Assignment: Count up the lines of the data below that contain the string "maintenance", then give only the total.

Task input:
_ _ _ _

PR #1494, opened 2024-11-09
Override title because of typo in case object

Philippus:
Ideally we would change the name of the case object and add a migration I think? But not completely sure how that works, any pointers would be appreciated.

### DIFF
--- a/modules/core/shared/src/main/scala/scaladex/core/model/Category.scala
+++ b/modules/core/shared/src/main/scala/scaladex/core/model/Category.scala
@@ -73,7 +73,9 @@ object Category {
   case object Compilers extends Category
   case object CodeGeneration extends Category
   case object DependencyInjection extends Category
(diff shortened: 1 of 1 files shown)


adpi2:
Thanks @Philippus 

> Ideally we would change the name of the case object and add a migration I think? But not completely sure how that works, any pointers would be appreciated. But not completely sure how that works, any pointers would be appreciated.

We use flyway to automate the migrations. You need to do add a SQL file in [this folder](https://github.com/scalacenter/scaladex/tree/main/modules/infra/src/main/resources/migrations) and flyway will take care of running it once. The name of the file should start with `V25__`, and it should contain an SQL query:
```sql
UPDATE project_settings SET category='functional-programming-and-category-theory' WHERE category='functionnal-programming-and-category-theory';
```

I am going to merge this PR but it would be great if you could push the proper rename and migration.

PR #1500, opened 2024-11-18
Rename FunctionnalProgrammingAndCategoryTheory and add migration

Philippus:
Follow-up of https://github.com/scalacenter/scaladex/pull/1494. It looks like migrations V25 and V26 are hidden in another directory.

### DIFF
--- a/modules/core/shared/src/main/scala/scaladex/core/model/Category.scala
+++ b/modules/core/shared/src/main/scala/scaladex/core/model/Category.scala
@@ -73,9 +73,7 @@ object Category {
   case object Compilers extends Category
   case object CodeGeneration extends Category
   case object DependencyInjection extends Category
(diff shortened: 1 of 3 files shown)


Philippus:
@adpi2 Any idea how to fix the failing test?

adpi2:
> It looks like migrations V25 and V26 are hidden in another directory.

Indeed, we can also write Scala migration files. Flyway can find them in the classpath and execute them.

> @adpi2 Any idea how to fix the failing test?

We have a sub-module `small-index` which contains a JSON snapshot of projects and artifacts for the integration tests. Some of those projects contain `"category" : "functionnal-programming-and-category-theory"` which needs to be renamed. I allowed myself to push the update to your branch.

adpi2 (approved):
Thanks for the quick fix

Philippus:
Ah yes, I didn't check the sub-modules.

PR #1519, opened 2025-01-03
Fix project default artifact

### LINKED ISSUE #1508: [Bug] Only Scala 2 version of a library presented, although Scala 3 is also available
### Current behavior

I maintain a [CSV library](https://github.com/fingo/spata/). It used to be correctly presented in Scaladex, as available for [Scala 3](https://central.sonatype.com/artifact/info.fingo/spata_3) and Scala 2.13, until I published a new version for [Scala 2 only](https://central.sonatype.com/artifact/info.fingo/spata_2.13). See it in [Scaladex](https://index.scala-lang.org/fingo/spata).

### Expected Behavior

Support for both Scala versions, 2.13 and 3.x, should be presented.

### Extra comments

The Scala 3 release is marked as the recent one in Github, but it doesn't influence Scaladex.
Scala 2 and Scala 3 versions are kept on different branches, which may be the source of the problem.

### Search terms

_No response_

adpi2:
Fix #1508 :
- Use latest date to get the default artifact name
- Use latest version the get the latest artifact with that name

### DIFF
--- a/modules/core/shared/src/main/scala/scaladex/core/model/ProjectHeader.scala
+++ b/modules/core/shared/src/main/scala/scaladex/core/model/ProjectHeader.scala
@@ -44,36 +44,49 @@ final case class ProjectHeader(
     s"/$ref/artifacts/${defaultArtifact.name}$queryParams"
   }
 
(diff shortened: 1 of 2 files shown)


adpi2:
image

PR #1651, opened 2025-12-01
fix(chart): use milliseconds for commit activity timestamps (fixes #1…

### LINKED ISSUE #1: API
JSON APIs for accessing Scaladex data
- [ ] Joris's needs

In the future: (to keep in mind)
- [ ] Felix will potentially need for linking dottydoc
- [ ] Adriaan for community build

arnavsharma990:
### Description
The "Commit Activity" chart on project pages was displaying dates starting from 1970 (Unix Epoch). This was caused by a unit mismatch: the server was providing a timestamp in **Seconds**, but the frontend client (and Chart.js) expected **Milliseconds**.

### Changes
* **`project.scala.html`**: Updated the template to explicitly convert the start date to **Milliseconds** using `.toEpochMilli` before rendering it to the HTML attribute.
* **`Sparkline.scala`**: Updated the Scala.js frontend to parse the `data-commit-activity-starting-day` attribute using `Instant.ofEpochMilli`.

### Verification
* Ran `./cs launch sbt -- compile` to ensure type safety for the new time conversions.
* Verified that the logic now consistently uses Unix Milliseconds on both server and client.

### DIFF
--- a/modules/server/src/test/scala/scaladex/server/service/ArtifactServiceTests.scala
+++ b/modules/server/src/test/scala/scaladex/server/service/ArtifactServiceTests.scala
@@ -2,6 +2,7 @@ package scaladex.server.service
 
 import scaladex.core.model.Version
 import scaladex.core.test.InMemoryDatabase
+
 import org.scalatest.funspec.AsyncFunSpec
 import org.scalatest.matchers.should.Matchers
 


kannupriyakalra:
@arnavsharma990 

It looks like the PR introduces (or surfaces) a regression in `OldSearchApiTests`. The failure comes from an `UnsupportedOperationException: empty.max` in `ArtifactService.computeLatestVersion`, specifically when calling `max` on an empty collection:

```
java.lang.UnsupportedOperationException: empty.max
  at scala.collection.IterableOnceOps.max
  ...
  at scaladex.server.service.ArtifactService.computeLatestVersion
```

This suggests that `versions` (or whatever sequence is being reduced) can be empty for some artifacts. Previously the test suite passed, so the new logic likely changed how versions are collected or filtered.

Could you:

1. Add a guard for the empty case in `computeLatestVersion` (e.g., `headOption`, `maxOption`, or an explicit fallback)?
2. Verify why `OldSearchApiTests` ends up with no versions, is this expected after your changes or an unintended side effect?
3. Consider adding a small test case that exercises this empty-versions scenario to prevent regressions.

Once that’s addressed, the rest of the suite passes, so this should unblock the PR.

arnavsharma990:
CI needed a tiny formatting tweak (import spacing). Fixed it now.

Issue #1609, opened 2025-09-26
[Bug] Incorrect list of supported Scala binary versions


WojciechMazur:
### Current behavior

https://index.scala-lang.org/eed3si9n/verify as a whole is not showing support for Scala 3

However we can find in artifacts that it actually has versions published for Scala 3 

<img width="756" height="766" alt="Image" src="https://github.com/user-attachments/assets/52045fce-4be0-46ba-9c99-d1612005f81f" /> 

This data is probably based on highest semantic version, not on the last/any version. 

### Expected Behavior

Show versions supported by library so it can be found during filtered search

arnavsharma990:
I have a fix ready for this!

I've updated the logic in ProjectHeader.scala to aggregate supported languages/platforms from the entire artifact history (instead of just the latest one).

Quick question: Since latestScalaVersions (and the related methods) now return all versions, the name is currently misleading.

Shall I rename these methods to allScalaVersions (and update the templates) as part of this PR? Or would you prefer I keep the existing names (latest...) to verify the fix first and minimize the diff?

PR #1652, opened 2025-12-01
fix(metadata): aggregate supported platforms from all artifacts and r…

arnavsharma990:
### Description
Fixes Issue #1609 where projects were listing incorrect supported Scala versions. Previously, the project header and search index only considered the **latest** released artifact. This meant that if a project supported Scala 3 in version `1.0.0` but released a maintenance patch `1.0.1` only for Scala 2.13, the Scala 3 support would "disappear" from the UI and search.

### Changes
* **Aggregation Logic:** Updated `ProjectHeader.scala` to aggregate supported languages and platforms from **all** artifacts in the project history, not just the latest.
* **Refactoring:** Renamed methods in `ProjectHeader` (e.g., `latestScalaVersions` -> `allScalaVersions`) to accurately reflect that they now return the complete history of supported versions.
* **Template Updates:** Updated `headproject.scala.html` to use the new method names.
* **Search Index:** Updated `ProjectDocument.scala` to index these aggregated fields so search results are accurate.

### Verification
* Ran `./cs launch sbt -- compile` to ensure all template references and model calls were updated to the new names.
* Verified the logic collects distinct versions from the entire artifact list.


arnavsharma990:
hey @WojciechMazur can you review it please when you have time

SethTisue:
afaik Scaladex is now maintainerless, since Adrien left the Scala Center and there isn't currently funding to replace him

I looked at the Sovereign Tech projects just now and I don't see one that we can plausibly shoehorn minor Scaladex maintenance into, either.

So maybe we'll just need to merge this and cross our fingers?

Issue #1576, opened 2025-04-30
[Bug] Information about ScalaFX shows very old version, incorrect artifact


jpsacha:
### Current behavior

Scaladex shows ScalaFX version as 8.0.0-M2 using Scala 2.10. This relates to a very old version of ScalaFX. 
The ReadMe.md pulled from the project has correct version from Maven Central info: 24.0.0-R35.
The this in turn impacts Scala Community Build not recognizing ScalaFX as a Scala 3 project.

Looks that the problem is with Scaladex picking up wrong artifact. Rather than using "scalafx" it is using "scalafx-demos" that is not published at ScalaFX artifact. The "artifacts" tab listing many/most items that are not part of ScalaFX project

### Expected Behavior

Point to the "scalafx" and correctly list last release version, currently 24.0.0-R35, and supported Scala versions: 2.12, 2.13, 3.3.

aaryan-iiitu:
I’ve opened a PR that fixes this by making artifact name matching and alphabetical ordering case insensitive  and added a regression test.  Happy to make any changes if needed

jpsacha:
This is still a problem. Scaladex still shows ScalaFX version as 8.0.0-M2 and wrong artifacts when for newer versions: instead "scalafx" it shows "scalafx-demos" or "scalafx-extras". They are released under the same organization but are not the correct artifacts.

tgodzik:
Should be fixed now

jpsacha:
@tgodzik Thanks. It works now.

PR #1662, opened 2026-01-05
Fix artifact selection when repository name casing differs

aaryan-iiitu:
### Context

While looking into issue #1576, I noticed that Scaladex can end up selecting an outdated artifact when the repository name and the artifact name differ only by casing (for example, `ScalaFX` vs `scalafx`). This happens because artifact selection currently relies on case sensitive string comparisons and case sensitive alphabetical ordering.

### What this PR changes

- Compare repository names and artifact names in a case-insensitive way
- Make alphabetical ordering of artifact names case insensitive as well
- Add a regression test to ensure this behavior doesn’t break again

### Why this approach

The existing selection rules and priority order are kept exactly the same. This change only normalizes string comparisons so that casing differences don’t affect which artifact is selected.

### Verification

- Added a test that reproduces the issue
- Ran the full `coreJVM/test` suite locally; all tests pass


jpsacha:
Getting this fixed will be very helpful

Issue #1645, opened 2025-11-19
[Bug] Maven central hosted project doesn't appear on scaladex


mghmay:
I made a small project here: https://github.com/mghmay/play-json-shaper

I made sure to add scm information in the pom and the artifact name follows naming conventions: https://central.sonatype.com/artifact/io.github.mghmay/play-json-shaper_2.13

I have a scaladex account linked to my github account, nothing appears there.

### Expected behavior

I would like my maven central hosted library to appear on scaladex.

### Current Behavior

It doesn't appear.

Algebrazebra:
I have the same issue for my project ([slick-duckdb](https://github.com/Algebrazebra/slick-duckdb)) not showing up in Scaladex despite being listed on [Maven Central](https://central.sonatype.com/artifact/io.github.algebrazebra/slick-duckdb_2.13/overview) with the following SCM in the POM:

```xml
<scm>
        <url>https://github.com/algebrazebra/slick-duckdb</url>
        <connection>scm:git:git@github.com:algebrazebra/slick-duckdb.git</connection>
</scm>
```

In the meantime I have opened a [PR to manually add my project](https://github.com/scalacenter/scaladex-contrib/pull/68), waiting for review/approval.

tgodzik:
Fixed the following:
https://index.scala-lang.org/mghmay/play-json-shaper 
https://index.scala-lang.org/spamegg1/tarski
https://index.scala-lang.org/algebrazebra/slick-duckdb

It seems everything is due to sonatype changes, there is a separate issue in https://github.com/scalacenter/scaladex/issues/1778

You can comment on the issue above or directly to me to add your repo.

PR #1688, opened 2026-03-30
Add a parser test for #1645

Gedochao:
It looks to me like the assumption from #1650 is wrong, as the parser seems to handle the example from #1645 correctly.
(I know #1650 fixes nothing, as it currently just renames APIs)
Adding a test as a sanity check.


tgodzik (approved):
LGTM

PR #1720, opened 2026-07-29
improvement: Try to fix an issue with performance

tgodzik:


lbialy-iterable (approved):
lgtm with added paging and delays, should help with the traffic overload

lbialy (approved):
lgtm with added paging and delays, should help with the traffic overload

PR #1730, opened 2026-08-12
feat: make Elasticsearch REST client pool and timeouts configurable

tbekas:
Raise the ES client connection pool above the default (10/route) and set bounded connect/socket/lease timeouts so concurrent requests neither starve for a connection nor hang indefinitely. All values are externalized to reference.conf under scaladex.elasticsearch.


tgodzik (approved):
Let's try it out!

PR #1731, opened 2026-08-12
feat: add Gatling load-test harness

tbekas:
Adds a `loadtest` sbt module with Gatling simulations for the read-heavy web-UI endpoints (realistic browsing mix + ramp-to-failure stress, isolated for Elasticsearch and Postgres) to correlate with the OpenTelemetry metrics.

Feeders are generated from small-index by the `data` module (`data/run generateFeeders`, reusing FilesystemStorage; only Ok-status projects, to avoid redirect/404 noise) and committed. Simulations run on demand via `loadtest/Gatling/test`; the module is aggregated so it compiles with the build but never runs on `sbt test`.


build.sbt
```diff
@@ -240,4 +255,6 @@ lazy val V = new {
   val circe = "0.14.12"
   val json4s = "4.1.0"
   val coursier = "2.1.24"
+  val otel = "1.64.0"
```
tgodzik: Seems unused

tbekas: Good catch 👍 Removing it

tgodzik (approved):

_ _ _ _

Result for this task: 2